(Stored records)
[Start of Attachment]

PR #2694, opened 2018-01-06
Redoes the armory

Arokha:
Space Obama here, to take all the guns away. This removes the entire secure side of the armory and replaces it with a shuttle with guns and heavy armor that NT can send if the station is at code red. It's in the same place, but has fewer guns oh noooo. The console to call it is in the not-as-gunny side of the armory, but still has access to both sides (from the breakroom and from the other side of the armory).

image


SpadesNeil:
Kind of a weirdly complicated thing to do when you just have to call the shuttle to get the weapons for the armory.

Doesn't make sense in-character and also completely removes first responder capability.

I do not approve of this.

Dhaeleena:
I kinda like the idea but i can see Ace's point

Mewchild:
The secure side of the armory isn't only used in code red. As an example, it wouldn't be unreasonable for security to be given energy weapons in the event of a slime outbreak or something similar. Considering as well that that side of the armory contains the riot gear (shields, armor, etc), I feel this is a wholly restrictive change that has negative gameplay implications. The only potential upside I can see of this is that it would encourage more crosstalk with research, but only in the context of "Please help us rebuild our neutered armory."

HzDonut:
I don't really see the point of removing the big guns at all, we're not the kind of server that has to worry about people breaking in and using all that against us or anything, and if that gear got handed out willy nilly that person would be demoted in a heartbeat. If anything, this just causes problems since when we need that gear, we NEED that gear.

maps/tether/tether_shuttles.dm
```diff
@@ -20,6 +20,20 @@
...
+	shuttle_tag = "Danger Armory"
+	req_one_access = list(access_heads)
+	//needs code to stop use below code red
+	//!get_security_level() == "red"
+
+/obj/machinery/computer/shuttle_control/danger_armory_shuttle/ui_interact(mob/user, ui_key = "main", var/datum/nanoui/ui = null, var/force_open = 1)
+	if(get_security_level() == "red")
+		return ..()
+	else
+		to_chat(usr,"<span class='warning'>The screen remains static. This console only works on Alert Level Red or higher.</span>")
```
Cyantime: Doesn't actually work on alerts higher than red, the check is only if the alert is specifically red.

Benemuel:
To me it seems like trying to fix a broken leg with a amputation. Yes, it TECHNICALLY works, but it seems unneeded compared to just fixing the issue, which tends to be people in sec jumping to lethals first thing, as opposed to trying to negotiate. All this would do is give them a extra step to do that.

LiquidFirefly:
Ace, when do you need guns as security?   Like, really, really need guns.   Because the only time I can think of that you’re dealing with something that requires lethals is an event.  In the case of an event, if the event requires lethals, lethals can be spawned by the admin overseeing the event via fax.   There’s no reason they require those guns.

SpadesNeil:
So you would prefer players wait 10 to 20 to 30 minutes to get their lethals for an event.

How about no. Security already has to go through the warden at minimum to get lethal weapons. If the warden is handing them out like candy then they should not be Warden. There are numerous other ways to fix this incredibly rare problem then something so bombastic and impractical as this.

SpadesNeil:
And yes I'm acutely aware that an admin may still be doing the event actively and although response time on fax can be quick it does not take away from the lengthy time it requires to complete the process. We're also not just going to magically teleport the guns there because that's stupid.

Screemonster:
The other issues with the current armory is that it's frankly overstocked, leaving virtually no reason for sec to ever order anything from cargo or science since everything they could possibly need has been powercrept into starting gear. Most shifts, the biggest thing they're liable to have to deal with is grubs and the occasional wandering surface mob, so as long as the standard armory has _some_ means of dealing with those things (and for grubs, an egun is _more than adequate), some sort of barrier to just busting out the carbines and snipers makes sense.

That said, if it's gonna take any longer than 2 minutes then this armory might as well not be on the map at all since cargo is right down the hall and that's how long the shuttle takes.

Rather than having it done as a sort-of-shuttle, how about keeping the "code red" armory like the vault in that the doors are bolted at roundstart, with the access controls to unbolt them tied to the alert level in some way - even if it's a warning along the lines of "the tactical armory is for emergencies only. Use of this override outside of CODE RED will result in a notification to Central Command. Improper use may result in charges of exceeding official authority."

SpadesNeil:
I would be fine with a tactical Armory. We had that on the old map and honestly I don't know why we got rid of it. I do agree that the current Armory is certainly overstocked.

Chargae:
You don't even need an egun for grubs, as a note. Tazers work.

maps/tether/tether_shuttles.dm
Arokha: Delta isn't actually achievable on this server anyway.

SpadesNeil: That isn't true. Delta can be achieved through the use of admin tools or if we were to spawn and activate a nuke. There has been at least one incident where we have nuked the station.

Arokha:
You added energy snipers to the armory. It has 15 suits in it, too. The energy snipers have the same damage as a pulse rifle.

If you give security that stuff with no restrictions, how can you ever hope to make any sort of antags that have any chance of not just getting shot from off the screen? Every event with armed antags we've had has gone horribly. It's time to make changes. We already discussed this as admins a long time ago, but nobody implemented it, then we discussed it again last night.

Also the shuttle takes 60 seconds, I'm unsure where this "30 minute wait" is coming from.

Arokha:
I have an idea: Why don't we TRY this and see if the results are as apocalyptic as the naysayers predict?

Mewchild:
The most prevalent example I can think of where weaponry is needed is the case of slime outbreaks, which do happen a decent amount. Tasers don't affect them, and I feel it's unreasonable to ask officers to go into melee combat on an outbreak using extinguishers. In addition to this, there are the somewhat rare (but still present) occasions where a crew-member is eaten by a gaslamp, requiring security response, or the much more common examples where security is called due to a report of someone with a weapon, necessitating responding officers be armed for the potential of engagement.

Arokha:
@Mewchild This is why normal eguns moved into the armory on the left, so you can have lasers for times when you need lasers to pew at things like that.

Mewchild:
There are examples of lethal weaponry being authorized and required outside of code red. Even in code blue, lethals are able to, [by SoP](https://wiki.vore-station.net/Standard_Operating_Procedure#Code_Blue_-_Suspected_Threat), be issued by the Warden, HoS, or Colony Director. Code Blue can be called for a number of situations which wouldn't mandate a full station-wide code red, with all it entails. Examples of this, that come to mind, are when a poorly hidden Rape/HV scene is discovered, or other evidence has come to light that there may be someone armed/dangerous aboard the station. Code blue calls for the permitting of random searches of crew- something that may be met with violence but is ultimately within the job requirements of officers to perform.

Arokha:
@Mewchild This is why normal eguns moved into the armory on the left, so you can have lasers for times when you need lasers to pew at things like that.

Mewchild:
My concern boils down, mainly, to the biggest threat the station regularly faces, that again being research. Xenobiological outbreaks happen roughly once a week or so, and oft warrant heavily armed response. From experience, and keeping in mind this is mere anecdote, the average slime can take 2-3 shots to down from an egun, much more if there's a pink (healing slime? Can't remember color). Couple that with miss chance, and the officer is only able to down 1-2 before needing to retreat, to spend 1-2 minutes recharging. I'd push for a downsizing of the armory, but removing it completely from the station seems an extreme measure to the problem security has been facing.

JoanRisu:
Those are examples of smaller emergencies meant for a lighter armory, one that would hold things like riot gear and ion rifles.

As it stands, the current armory makes a base meant for research look more like a military outpost. It's overkill for things that are not preludes to terrorism, invasions, or full blown outbreaks.

Arokha:
> spend 1-2 minutes recharging

Sounds like someone made the poor choice to carry literally nothing else with a battery. Armory isn't going to fix that no matter how it's designed.

SpadesNeil:
The singular energy sniper was added in direct response to more than one hostage situation that was not produced by admin events. However the SMGs should really just be removed as they have no practical purpose that the laser carbine cannot already fulfill.

SpadesNeil:
Also the ion rifles are there because of people who like to run around in heavily-armed mechs.

SpadesNeil:
I wish I could edit posts on my phone. Just so you know these changes were implemented a very long time ago and they were indeed discussed before hand.

SpadesNeil:
Also why did you remove my tag?

Arokha:
> singular energy sniper

There were two.

> the ion rifles are there because of people who like to run around in heavily-armed mechs

Rogue combat mech would be code red I'd think? Immediate threat to station.

> Also why did you remove my tag?

Because like I said, we DID discuss this already. Both months ago when nobody decided to actually do the map work involved, and last night. The armory has gotten MORE guns since our decision last year to remove some, so obviously things are not going well with nobody actually implementing that decision.

Screemonster:
The has been an issue lately when it comes to events of any kind for security to wildly gear up without any code changes, I don't know if this is people coming over from action servers and treating this place like the places they used to play or what.

A mob arrives and you don't know whether it's hostile? Better grab the tactical armory just in case. No need to declare code blue, that'll just panic the crew. (and get them yelling at you for declaring code blue/red when nobody's getting shot yet)

At the very _least_ I'd like some sort of confirmation box to get at them, like "I acknowledge that busting this gear out WILL escalate the situation if it isn't already violent" so we can see if there's any pattern to it, 'cause it's getting to the point where it's barely worth running events at all if SOP is going to be for sec to charge down and shoot whatever it is immediately, and I don't want to have to deal with the shitstorm of whining that will result if I start HoSbanning people who grab the riot guns in code green and yell BUT WE HAVE ACCESS TO THEM when told to chill the fuck out on the murderhoboing.

As another consideration - unlike box and northern star, security on tether is RIGHT NEXT to cargo, who are more than capable of ordering a few ablative crates if for some reason security are wanting to gear up more people than they can ever have roundstart officers.

HzDonut:
All this will change is that instead of security instantly gearing up for something, they'll just call the shuttle and do the same thing. Putting the armory behind a timer won't solve the problem, the players are the problem. I just can't see the positive results to this, but I guess a testing phase won't hurt anyone.

Screemonster:
It's not so much putting it behind a timer that I'm in favour of as it is saying "central (read: admins) won't be happy if you routinely bust out the tactical armory without a halfway decent reason for doing so" and notifying us when it happens.

That and bringing the overstocking under control a bit. Bug cargo if you need to gear up more than half a dozen officers for whatever reason.

Benemuel:
Honestly, if it makes you NEED cargo, thats fine. If it makes cargo the way better option then your own armoury, that is a issue.

Arokha:
The large part of this is thinning down the guns in the armory in general, to me, anyway. The fact that it's on a shuttle was just a fun play on Paradise's bluespace armory. To be honest, we were also going to lock down what guns can be ordered from cargo, as well, behind code locks and stuff. It's just not part of this PR.

The idea is more 'deescalation' from where we are now which is "they have every gun from the start and access to insane weapons". We'd rather give both antags and security "less firepower" so shooting events aren't "you got shot from offscreen in the head and because it's the same damage as a pulse destroyer you're killed instantly".

Screemonster:
Bear in mind that when I mentioned the code locks (on the military crates and the like - remember the "EMERGENCIES ONLY" crate with the LMG that was routinely ordered for science every round?) I also mentioned bypassing that restriction by hacking the console since you're ordering from shady black marketeers at that point instead of sending your order to central.

Though I would like a downside to roundstart hacking the ordering console to go with this, such as increased prices compared to normal, or a risk of getting sent dodgy goods, but that's outside the scope of this PR.

SpadesNeil:
>There were two (snipers).

Okay then remove one. There's really only a need for one.

>Rogue combat mech would be code red I'd think? Immediate threat to station.

So what do they do for the 10-20 minutes that the mech is roaming around doing god knows what while they wait for the heads of staff to set code red, fax CentCom, CentCom to reply, CentCom to send the shuttle...?

>Because like I said, we DID discuss this already. Both months ago when nobody decided to actually do the map work involved, and last night.

I am aware of no such discussion and we're having the discussion now, so...

>The armory has gotten MORE guns since our decision last year to remove some, so obviously things are not going well with nobody actually implementing that decision.

This decision doesn't exist as far as I am aware. If it exists, I have no idea what the community input on it is, because so far, the community response in this thread is negative outside of admins. However it's just three people.

Do not remove that tag in future. We talked about not making big changes without discussing them and if we haven't discussed this in a year and never implemented those changes then clearly the last discussion is out of date and possibly for a good reason.

SpadesNeil:
Also why are we immediately doing the most dramatic change of **removing the entire armory** instead of the logical path of doing something far more reasonable and realistic like just _taking away some of the gear that isn't needed?_

No one has bothered to audit what's in the armory. Even when we first changed to the new map, we have had **substantially more stuff** in the armory, so don't blame me for these changes.

Arokha:
I'm just going to redo the entire armory area, and fine no shuttle. Maybe even be tiered for each alert level, who knows.

SpadesNeil:
Tiered for alert level would be an excellent alternative solution. Plus we can tie admin alerts to it if we make the unlock button do special things.

LiquidFirefly:
I mean, you say that like it has to take 10-15 minutes to say "Hey, this and this is going down, we need guns," and then maybe a short time for an armory shuttle to arrive.    The cargo shuttles take less than a few minutes to go back and forth.  And again, I'm saying the warden is a part of security.   They might not be handing them out like candy, but there are certainly situations where security does not need weapons for an event, or jumps the gun because the HoS and the Warden can just immediately, no questions asked get in there.   We really don't have combat events here, like, ever.   And if we do it's not an immediate overtaking.  I don't see how the span of less than a few minutes from request to drop is a massive deal.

[End of Attachment]

Problem details - Keeping every character as it is, restate the lines above that run from the line with "Ace, when do" through the line with "So you would", both included, and nothing else.

Answer section -
Ace, when do you need guns as security?   Like, really, really need guns.   Because the only time I can think of that you’re dealing with something that requires lethals is an event.  In the case of an event, if the event requires lethals, lethals can be spawned by the admin overseeing the event via fax.   There’s no reason they require those guns.

SpadesNeil:
So you would prefer players wait 10 to 20 to 30 minutes to get their lethals for an event.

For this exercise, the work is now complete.